Die Messe in Kaunas, der zweitgrößten Stadt des katholisch geprägten Landes, war die einzige während des zweitägigen Aufenthalts von Franziskus in Litauen. Zu der Feier unter freiem Himmel hatten sich nach Veranstalterangaben rund 100.000 Menschen versammelt. Ebenfalls in Kaunas traf der Papst mit den litauischen Bischöfen zu einer Unterredung beim Mittagessen zusammen. Anschließend sprach er vor Priestern und Ordensleuten in der Kathedrale von Kaunas. Vor allem die ältere Generation der Kleriker ist geprägt von den Repressionen der kommunistischen Zeit.

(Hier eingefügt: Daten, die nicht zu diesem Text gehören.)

Issue #15191, opened 2021-01-21
logs: Accessibility issues


garrett:
On the logs page, there are the following accessibility issues (as detected by "Accessibility Insights for Web"):

- [ ] #logs-help-toggle icon is missing an accessible name; _one_ of the following should be addressed:
    - the content inside the `<a></a>` does not describe the link
    - icon (inside the link) does not have fallback text (which would fix the above)
    - there's no aria-label or aria-labelledby
- [ ] #start-box is described by a role of "rowgroup", yet it does not have children element(s) with role="group"
- [ ] .cockpit-log-service-reduced has a role of "cell", but it does not have a parent element with a role of "row"
- [ ] .badge has a role of "cell", but it does not have a parent element with a role of "row"
- [ ] .journal-start has a role of "rowgroup", yet it does not have a parent with a role of grid, table, or treegrid (in this case: table is probably most accurage)

And, in other issues:
- the logs page also is missing a title attribute or equivalent (but this is addressed in another isusue (#15188)
- the logs pace also lacks lang on html (#15189)

marusak:
This is most likely going to be implemented as part of https://github.com/cockpit-project/cockpit/issues/15170

PR #16091, opened 2021-07-13
Port logs page to React + PF4

KKoukiou:
## Logs: ...
Screenshot from 2021-08-09 13-11-59


KKoukiou:
Rebased for the tests to run.

garrett:
Wow, this looks great so far!

---

## Date selector

I wonder if we could use a date selector for the since and until? I guess it could be considered an optimization, probably as a follow-up, and not a part of this PR if so.

image

The two could be part of the same field, like @ https://www.patternfly.org/v4/components/date-picker/react-demos#date-and-time-range-picker.

image


The downside would be relative dates and date strings like "today" and "yesterday", unless the text entry happened to support those too. (It wouldn't look obvious. However, the widget does show the current day by default on popup, so someone could specify a specific day for yesterday rather easily anyway?)



---

## Helper text

The helper text is so jargony and dense. It totally works for a first draft as they do explain the expected values in the fields, but, wow...

I guess some of this has to be there, to help people who know systemd? However, I wonder if we could make it less obtuse for people who don't know or care about systemd.

Even breaking it up into paragraphs should help, as it does look like a wall of "scary" text. And we could probably use language that's easier to parse too. (It's definitely proper English, but hard to read and understand.) Perhaps we could also use a bulleted list with examples?

Do these strings come from the systemd man page? (Doing a search confirms: Yes, this is from the systemd man page.)

As we have a bunch of rich widgets from PatternFly instead of having to resort to command-line flags, we should use more than just text entries with obscure command-line attributes. Using PF widgets would let us drop the (?) helper text entirely for some and replace it with friendlier text for others. 

Some examples of the systemd text popups and suggestions on what widget to replace them with are below. (I already covered the time-based ones above, and the freeform text one has to be a text entry by nature of the content.)

image

Could this be a dropdown select with human-friendly priority levels?

image

Could this be a dropdown with "Current boot", "Previous boot", "X boots ago" (or something similar) up to the highest X number of boots available in the journal?

image

Could this be something like a chip group in a dropdown, specifically a select that's a "Multiple with Render Custom Chip Group"? https://www.patternfly.org/v4/components/select#multiple-with-render-custom-chip-group

garrett:
Here's what a detailed search could look like. As it uses richer widgets instead of just text entries, it's able to get away without all the blocks of text explaining the details to type into a command line. :wink:

logs - search details - compact

Again, this could be in a follow-up; just posting it here to continue the conversation.

KKoukiou:
> Here's what a detailed search could look like. As it uses richer widgets instead of just text entries, it's able to get away without all the blocks of text explaining the details to type into a command line. wink
> 
> logs - search details - compact
> 
> Again, this could be in a follow-up; just posting it here to continue the conversation.
> 
> I'm not sure if we can easily use the existing PF4 widgets to do this (it might be too convoluted?) or would need to coordinate with upstream.

I am a bit worried that this implementation can't be upstreamed into PF4, but also that this does not 100% make sense. This component relies on the fact that whatever you type in the free text can be auto filled in the text fields bellow and vice versa. When some of the text fields are selects or date pickers as above, the current behavior that the text search box is synced with every keyup with the fields is actually not possible.

garrett:
It should be possible to sync the sets of values, as for the dropdown fields only have a specific set of values that journalctl takes. And just having a bunch of inputs is definitely horrible for UX, as evidenced by the necessity of the verbose text, which is quite hard to comprehend. (This is a cognitive accessibility issue too, in addition to a usability one, as a result.) 

There's already string parsing to split the values into the various fields. It could be the case where if it matches (a valid option), then set the string and fallback to treat it like plain text otherwise.

"Since" and "until" are both using dates/times, but if it's not validated as dates, people could still type in "today", "yesterday", and so on. And we could parse that and fill the fields with the same values just as well. The difference between this and the fields is basically to allow someone to input dates and times with graphical widgets.

But, anyway, with this mockup, we have something to show the PF team and get their feedback. The fields we're using are definitely Cockpit-specific, but perhaps they could have some insight on how to make the implementation easier for us.

garrett:
The journal identifier menu's select items do not wrap and are not truncated, so they trigger an overflow in the menu and also overlap with the check icon for selected items:

Screenshot from 2021-07-26 13-15-44

Setting white-space to normal fixes this by allowing a user to see the full string (in many cases, this may be the important and unique part of a system name) and shows the checkmark for selected items:

Screenshot from 2021-07-26 13-17-33

I've pushed the following diff in commit f9d702d.

```diff
diff --git pkg/systemd/logs.scss pkg/systemd/logs.scss
index 8e84963e8..cf462fb47 100644
--- pkg/systemd/logs.scss
+++ pkg/systemd/logs.scss
@@ -107,3 +107,8 @@
        }
    }
 }
+
+// Long names without spaces do not wrap; triggers overflow and overlaps with check icon
+#journal-identifier-menu .pf-c-select__menu-item {
+    white-space: normal;
+}
```

I'm not sure if this is specific to the page or should go upstream. PatternFly is intentionally setting white-space to nowrap; there's probably a reason. At least in this insistence, we need a fix.

As far as the unit names, I guess the foo(bar) pattern is actually part of the unit's name? Here's a screenshot:

Screenshot from 2021-07-26 13-27-21

(I'm not sure why this is a warning, but I guess it's set that way by the service for whatever reason, so it's not a Cockpit issue, I think.)

test/common/run-tests
```diff
@@ -96,6 +96,7 @@ def finish_test(opts, test, affected_tests):
     """
 
     affected = any([test.command[0].endswith(t) for t in affected_tests])
+    affected = True
```
marusak, line 99: argh :/ and I was wondering how the hack I managed to break those tests so badly... All tests were retried. (that goes for local hacks and `git add -u`)

marusak:
@martinpitt want to take a look since I touch it a lot as well?
I'll prepare release notes in the meantime.

test/verify/check-system-services
```diff
@@ -497,6 +456,81 @@ ExecStart=/bin/awk -f /tmp/mem-hog.awk
         # Check that listen is not shown for .service units
         b.wait_not_present("#listen")
 
+    def testLogs(self):
+        m = self.machine
+        b = self.browser
+
+        self.write_file("/etc/systemd/system/test.service",
```
martinpitt, line 463: How about factoring this and bin/test-service into a helper method, so that you don't have to repeat it here.

pkg/systemd/logs.jsx
```diff
@@ -0,0 +1,395 @@
...
+                                                textFilter={textFilter} onTextFilterChange={onTextFilterChange} />
+                                </ToolbarItem>
+                                <ToolbarItem className="text-help">
+                                    <Popover id="logs-help-popover"
+                                             hasAutoWidth
+                                             bodyContent={
+                                                 <div className="logs-help-menu">
+                                                     <span className="help-links">
+                                                         <Button variant="link" component="a" isInline
+                                                                 href="https://www.freedesktop.org/software/systemd/man/journalctl.html"
```
martinpitt, line 205: Did you deliberately drop the [RHEL documentation link](https://access.redhat.com/documentation/en-us/red_hat_enterprise_linux/8/html/managing_systems_using_the_rhel_8_web_console/reviewing-logs_system-management-using-the-rhel-8-web-console#filtering-logs-in-the-web-console_reviewing-logshere?) I thought it was quite nice. Or does this not apply to the new page any more?

test/verify/check-system-journal
```diff
@@ -419,7 +414,8 @@ ExecStart=/bin/sh -c 'sleep 5; for s in $(seq 10); do echo SLOW; sleep 0.1; done
         m.execute("systemctl start systemd-journald.service")
         m.execute("logger -p user.err --tag check-journal BEFORE BOOT")
         b.go("#/?tag=check-journal")
-        wait_log_lines([expected_date, ["check-journal", "BEFORE BOOT", ""]])
+        # FIXME
+        #  wait_log_lines([expected_date, ["check-journal", "BEFORE BOOT", ""]])
```
martinpitt, line 418: This is still outstanding?

martinpitt (changes requested):
Thanks! The React code and structure looks sane and clean, I didn't go through it in that much detail. But I did find some UI/design issues during interactive testing, I'll follow up with a comment about them.

pkg/systemd/logs.jsx
marusak: Yes. The inline help explains all what is possible and I think it is even more clear now that through the rhel docs.

martinpitt:
- [ ] The top panel reactive behaviour is confusing. On wide displays, it looks fine:

image

once you make it a little smaller, the button wraps around. Doesn't look great, but fair enough, stuff needs to go somewhere:

image

It could at least have some space between the rows, though?

 - [ ] But when making it narrower, it all of a sudden looks like this:

image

Papst gedenkt der Opfer deutscher und sowjetischer Besatzung
Am Sonntagnachmittag besuchte der Papst in Vilnius das Museum der Besatzungen und der Freiheitskämpfe und gedachte dabei der Opfer deutscher und sowjetischer Gewaltherrschaft. In dem historischen Gebäude befand sich seit 1941 ein Foltergefängnis der Gestapo und später des russischen KGB. Anlässlich der Visite hatten sich auch ehemalige Häftlinge und Verfolgte der Regimes eingefunden.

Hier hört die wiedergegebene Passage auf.